(Beginning of Record excerpts)
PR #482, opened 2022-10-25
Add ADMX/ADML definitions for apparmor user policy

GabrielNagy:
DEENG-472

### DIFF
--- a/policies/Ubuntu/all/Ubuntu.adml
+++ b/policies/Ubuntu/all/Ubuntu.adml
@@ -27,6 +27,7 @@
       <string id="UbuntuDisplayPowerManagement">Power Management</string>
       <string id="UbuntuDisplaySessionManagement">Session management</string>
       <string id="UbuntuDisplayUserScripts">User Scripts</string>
(End of Record excerpts)
(Beginning of Record excerpts)
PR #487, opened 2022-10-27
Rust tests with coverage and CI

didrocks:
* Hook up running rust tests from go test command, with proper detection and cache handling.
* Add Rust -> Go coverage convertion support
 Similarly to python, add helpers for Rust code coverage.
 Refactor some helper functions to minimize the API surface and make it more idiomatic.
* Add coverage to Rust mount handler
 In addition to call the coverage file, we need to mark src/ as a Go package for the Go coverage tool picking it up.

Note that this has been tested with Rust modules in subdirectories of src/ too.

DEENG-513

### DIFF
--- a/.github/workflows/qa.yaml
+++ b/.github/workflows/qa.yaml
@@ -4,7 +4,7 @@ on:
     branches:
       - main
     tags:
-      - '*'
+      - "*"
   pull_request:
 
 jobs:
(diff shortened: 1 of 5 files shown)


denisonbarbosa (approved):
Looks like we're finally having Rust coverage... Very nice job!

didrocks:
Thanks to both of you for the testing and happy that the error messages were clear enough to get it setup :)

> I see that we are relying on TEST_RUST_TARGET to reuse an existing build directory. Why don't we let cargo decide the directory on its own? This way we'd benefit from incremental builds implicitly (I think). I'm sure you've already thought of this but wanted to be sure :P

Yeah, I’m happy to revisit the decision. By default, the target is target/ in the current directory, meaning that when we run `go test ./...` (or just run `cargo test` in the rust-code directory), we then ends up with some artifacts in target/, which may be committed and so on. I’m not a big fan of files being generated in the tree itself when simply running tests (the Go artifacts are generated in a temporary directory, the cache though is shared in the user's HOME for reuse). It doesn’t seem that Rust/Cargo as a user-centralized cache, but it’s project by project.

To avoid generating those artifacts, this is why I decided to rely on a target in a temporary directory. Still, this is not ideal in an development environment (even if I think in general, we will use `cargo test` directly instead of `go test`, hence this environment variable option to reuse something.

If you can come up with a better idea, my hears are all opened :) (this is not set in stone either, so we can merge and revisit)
(End of Record excerpts)
Your instructions:
In the listing above, find each line containing "from" and copy it.

Reply to the exercise:
* Hook up running rust tests from go test command, with proper detection and cache handling.
> I see that we are relying on TEST_RUST_TARGET to reuse an existing build directory. Why don't we let cargo decide the directory on its own? This way we'd benefit from incremental builds implicitly (I think). I'm sure you've already thought of this but wanted to be sure :P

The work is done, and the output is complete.